Doing this has already proved illuminating. Greek, for example, has several different ways of giving an order or suggestion, all of which tend to get flattened into one form of imperative in English, as it can be hard to get across all the nuances in translation.


Thursday 12 March 2009

First deadline

I have handed in my first OU assignment. I have to say I absolutely hated the first question - which involved writing in the voice of a child. I don't have children, or nieces or nephews in this country, or friends with small children. I've never taught children or worked with them. I grew up as the only child in a house in the middle of nowhere, miles away from the nearest other child, and I didn't exactly get to be a child much myself. All in all, writing as a child is not exactly the most obvious assignment for me.

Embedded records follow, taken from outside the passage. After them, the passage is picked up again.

PR #5796, opened 2018-03-04
Better exception message if non model class is provided

### LINKED ISSUE #5779: Better error when calling where with RealmModel
In Kotlin I sometimes end up in a situation where a type that I pass to `where` is treated as a `RealmModel` instead of a `RealmModel` subclass, but it's not always obvious from looking at the code. The problem is `where` eventually calls `Util.getOriginalModelClass` which get a superclass of null, causing a runtime NPE exception (`superclass.equals` because superclass is null).

It would be nice if there was a more informative message so that I could tell what was happening right away.

cmelchior:
Fixes #5779


realm/realm-library/src/main/java/io/realm/internal/Util.java
```diff
@@ -47,6 +47,14 @@ public static String getTablePrefix() {
      * was a RealmProxy class.
      */
     public static Class<? extends RealmModel> getOriginalModelClass(Class<? extends RealmModel> clazz) {
+
+        // The compiler would allow these classes to be parsed as arguments, but they are never
```
nhachicha: to be passed

realm/realm-library/src/main/java/io/realm/internal/Util.java
```diff
@@ -47,6 +47,14 @@ public static String getTablePrefix() {
...
+        // valid as a Realm model class
+        if (clazz.equals(RealmModel.class) || clazz.equals(RealmObject.class)) {
+            throw new IllegalArgumentException("RealmModel or RealmObject was parsed as an argument. " +
```
nhachicha: ditto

When I was a child, I read voraciously (still do). That was one of the things that got me through being on my own, but it also meant I lived through books rather than real experience some of the time.

On the weekend writing course, a lot of people said they had 'always' written. Looking back on it, I guess that is true of me too, but I hadn't really thought about it that way. I wrote stories as a kid, and started a journal when I was about fifteen. That had to be kept hidden from family, and later partners, and for most of my twenties and thirties that was all I wrote. I would occasionally get an idea for a short story, and write it out longhand on file paper over a few days, then that would be it for a couple of years. It took several years of doing morning pages, on and off, before I started finding myself writing fiction.

Saturday 7 March 2009

First assignment

I am battling with my first eTMA for the OU course (electronic Tutor Marked Assignment in OU-speak). Yesterday I struggled valiantly with it by reading two novels completely unrelated to my chosen subject matter in one day instead of getting on with any writing as such. Today I opened up the files to find much what I expected - I have three five-hundred word pieces to write, and I already had a draft of the first one and nothing but ideas for the other two. I now have a painfully short draft for the second and too much for the third, but at least there is something there which I can build on.

Recently, writing has been coming quite naturally, but my only ideas have been for pieces of my own - patching further incidents into a novella-length thing I started a couple of months ago, mainly. Once again, I have a "compulsory assignment = block" problem. This didn't happen when I was away for the weekend, there, something would come up within a minute or two at most when the tutor announced the next question, even though there were ten or a dozen of these per day. I think the seriousness level is higher for me - only 3 lots of 500 words to showcase whatever skills I have.

Monday 2 March 2009

Weekend writing course

I'm back from my weekend in a country house writing. This means I have now shown some of my work to other people, IRL, and lived.

I had a great time, met a set of very interesting characters, and did writing exercises and talked about writing almost non-stop for a few days. There was a very gentle introduction to reading out our writing: starting with a few sentences about why we were on the course, followed by a selection of favourite words and then a paragraph using one of them.

I've belatedly 'remembered' (i.e. let myself remember) how I always thought I 'wanted to be a writer' from approximately two feet tall and then realised writers generally showed their writing to other people. So that was the end of that, then: I'd been bullied pretty much from the word go at various schools, and the last thing I would ever feel safe doing would be to give out extra-effective ammunition in the form of handwritten keys to my inner thoughts.

The discovery that I can actually do this was made in tandem with being reminded that other forms of writing exist, besides fiction, and the suggestion that I might like to try some of them. We'll see.

I did a couple of OU activity exercises in an insomniac 1 a.m. moment too, meaning I am only about 13 behind.